Audiard dá um salto no vazio, sem rede de segurança, tão corajoso quanto suicida, porque confia tanto no potencial inebriante de seu filme que não economiza recursos no planejamento da encenação: figurinos, iluminação, cenários, montagem e música andam de mãos dadas para configurar um jogo de cores e formas cuja beleza não poucas vezes chega a dominar totalmente a narrativa, no melhor sentido da palavra.

Mas, apesar da força incomensurável das suas imagens e da atenção que o realizador lhes dá, “Emilia Pérez” não é masturbação estética desprovido de discurso, nem uma ópera hipnótica e vazia. Antes, muito pelo contrário. Mais ou menos tão surpreendente como o Yorgos Lanthimos de “Pobres Criaturas”, Audiard combina substância e forma como poucos fizeram nos últimos anos, com a ideia de que sua impressionante exposição estética está sempre ligada a abordagens éticas profundas.

O filme conta a história de uma advogada (Zoe Saldana) que, um dia, recebe apetitosa proposta do chefe de um dos maiores cartéis de 'drog dealers' do mundo: se ela o ajudar a desaparecer do mapa para realizar a transição de gênero que desejou desde sempre, receberá quantia imensurável de dinheiro que lhe permitirá deixar o obscuro escritório de advocacia onde, para seu pesar, trabalha defendendo assassinos sexistas.
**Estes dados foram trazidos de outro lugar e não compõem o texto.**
PR #2641, opened 2022-10-19
Add a --web-root option to the web plugin

lava:
### :memo: Reviewer Checklist

### DIFF
--- a/plugins/web/src/server_command.cpp
+++ b/plugins/web/src/server_command.cpp
@@ -280,22 +280,26 @@ auto server_command(const vast::invocation& inv, caf::actor_system& system)
       return request->create_response(restinio::status_temporary_redirect())
         .append_header(restinio::http_field::server, "VAST")
         .append_header_date_field()
-        .append_header(restinio::http_field::location, "/status.html")
+        .append_header(restinio::http_field::location, "/index")
         .done();
     });
-  VAST_VERBOSE("using {} as ", server_config->webroot);
+  VAST_VERBOSE("using {} as document root", server_config->webroot);
   router->http_get(
     "/:path(.*)", restinio::path2regex::options_t{}.strict(true),
     [webroot = server_config->webroot](auto req, auto /*params*/) {
       auto ec = std::error_code{};
       auto http_path = req->header().path();
-      VAST_DEBUG("serving static file {}", http_path);
       auto path = std::filesystem::path{std::string{http_path}};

A partir desta premissa, Jacques Audiard monta uma viagem emocional de profundidade desarmante, que, na realidade, é apenas uma desculpa para refletir sobre a possibilidade de recomeçar a vida quando o peso do passado é quase insustentável, quando os erros criam uma coroa de espinhos que arranca a esperança. Através de uma protagonista que, ao tomar consciência dos seus erros passados, se propõe a corrigi-los, Audiard não para de fazer ao espectador uma série de perguntas sobre perdão, aceitação da culpa e assunção de responsabilidades, para as quais não oferece qualquer tipo de resposta. Por trás disso, mostra de forma perspicaz e refinada as estratégias de branqueamento que as grandes empresas realizam com a intenção de mudar tudo para que tudo permaneça igual, a forma como o sistema subjuga os cidadãos, forçando-os a aceitar empregos que contradizem radicalmente o seu código de valores, e a impossibilidade de escapar à violência (ou a qualquer outra dinâmica destrutiva) quando esta está na própria raiz do ambiente em que se desenvolve.

IDEIAS RADICAIS

“Emilia Pérez” é um filme felizmente artificial que aborda o espectador com uma infinidade de ideias radicais que nem sempre se concretizam, que ostenta uma narrativa irregular submetida ao seu belo e perturbado barroquismo, que na tentativa de se rebelar contra tudo não raro chega a se dispersar. Por isso é também uma obra perfeitamente imperfeita, que exala vida e frescor através de cada uma de suas imagens, que propõe uma viagem surpreendente e emocionante, que materializa a loucura de sua trama em imagens igualmente malucas, que oferece números musicais duvidosos e vibrantes (e brilhantes no uso do rap) que não deixam nenhum espectador indiferente, e que comove em profundidade graças, sobretudo, às atuações impressionantes de Zoe Saldana e Karla Sofia Gascón. “Emilia Pérez”, por muitas razões, pertence a esse grupo de filmes transbordantes que pagam o preço da irregularidade, da desordem intermitente. Mas para oferecer um espetáculo sem igual.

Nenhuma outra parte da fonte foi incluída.